- Mathews in 1957
- Born: Sheila Reta Mathews 31 May 1927 Edmonton, Essex, England
- Died: 11 August 2026 (aged 99) Southwick, West Sussex, England
- Occupation: Actress • singer • dancer • presenter
- Years active: 1930–2020s
- Spouse(s): Bill Bender ​ ​(m. 1951, divorced)​ Charles Reading ​ ​(m. 1957; died 1999)​
- Children: 2

= Sheila Mathews =

English actress, singer, dancer and presenter (1927–2026)

Sheila Reta Mathews (31 May 1927 – 11 August 2026) was an English actress, singer, dancer and presenter with a career on stage and screen of over 90 years believed by Equity to be the longest ever in the entertainment business.

== Early life ==
Sheila Reta Mathews was born on 31 May 1927 in Edmonton to bank clerk Walter Mathews and his wife Reta (née Adamson).
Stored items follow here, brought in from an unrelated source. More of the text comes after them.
Issue #2776, opened 2015-07-21
IE can't open any site after logging off Windows with Lantern is running


fffw:
Found while testing https://github.com/getlantern/lantern/issues/2741. Can be reproduced as following:

1. Open Lantern and de-select "Run on system start" option.
2. Restart Windows, or logout and login again.
3. Launch IE to visit any site.

That's because Lantern didn't have a chance to call `pacOff()` during system logout. Solution might be similar to https://github.com/getlantern/lantern/issues/2648, but with signal handler.

Alternatively we can find a way to let IE ignore bad PAC url, if any, as Chrome and Firefox can handle this situation.

myleshorton:
Interesting. I suspect @uaalto's changes for #2669 might do the trick too. That branch should be merged soon.

fffw:
It may be a bit different on Windows. Windows never triggers `SIGTERM`, it sends `WM_QUIT` instead.  Currently, the only place we handle Windows messages is in `systray`.

fffw:
Ref https://msdn.microsoft.com/en-us/library/xdkz3x12.aspx#code-snippet-2

xiam:
Bummer, still happening after #2669 

![screen shot 2015-07-22 at 11 39 08 am](https://cloud.githubusercontent.com/assets/385670/8831188/4c559a0a-3066-11e5-9ed2-e10c9be0dcdd.png)

uaalto:
@xiam Maybe you can try with this https://github.com/getlantern/lantern/commit/8bcc8431c493a331d44847049d290655e871f5d0, or even a slightly more aggressive code that runs the `exit(nil)` even if recover doesn't return `nil`?

xiam:
@uaalto The problem seems to be that the application is just killed without any kind of warning.

I am testing with a very simple snippet apart from Lantern:

```go
package main

import (
        "log"
        "os"
        "os/signal"
        "syscall"
)

func main() {
        log.Println("Waiting...")
        ch := make(chan os.Signal)
        signal.Notify(ch, syscall.SIGINT, syscall.SIGTERM)
        log.Println(<-ch)
}
```

When logging off the expected signal is not received (on Windows).

xiam:
@fffw do you think we can handle this within the systray code?

fffw:
@xiam Yes it's the only way I can think of for now. `systray` calls back to go code to clean up gracefully in the `WM_DESTROY` handler.

myleshorton:
[...]

PR #2861, opened 2015-07-31
Adding -clear-proxy-settings as workaround for #2776

xiam:
This is a workaround that relies on Lantern running at Windows start up with an specific flag that was introduced only to clear system proxy settings.

See #2776

### DIFF
--- a/installer-resources/windows/lantern.nsi
+++ b/installer-resources/windows/lantern.nsi
@@ -83,6 +83,10 @@ Section
     # This is a bad registry entry created by old Lantern versions.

During her childhood, she took part in song-and-dance displays at the Finsbury Park Empire. Once, singing coach Marion Brown was in the audience and offered her free tuition as her mother could not afford to pay for lessons.

== Career ==

Mathews began her career at the age of three when she appeared as Bebe Sheila in a group of young dancers called The Rosebuds at the Alexandra Palace (London) in June 1930.

In 1943, aged 16, she appeared in West End's Strike a New Note in which she danced with Eric Morecambe, then known as Eric Bartholomew.

In 1950, she took part in the 21st Royal Variety Performance at the London Palladium which was attended by King George VI, Queen Elizabeth and their daughters Princesses Elizabeth (who later became Queen Elizabeth II) and Margaret. Mathews had also been presented to Queen Mary after a performance in 1948.

In 1955, she appeared in ITV's opening-night gala.

In June 2023, she received the Lifetime Achievement award from the British Music Hall Society.

== Personal life and death ==
In 1948, Mathews was engaged to comedian Peter Waring but their marriage was called off the following year due to Waring being a con-artist.
She moved to the US in 1951 where she married and divorced American singer Victor "Bill" Bender. She returned to England in 1955. In 1957, she married actor, writer, director, and designer Charles Reading (1911–1999) with whom she had two daughters, Sally and Jane.

Mathews died at home in Southwick, West Sussex, with her daughter Sally at her bedside, on 11 August 2026, following a series of strokes. She was 99.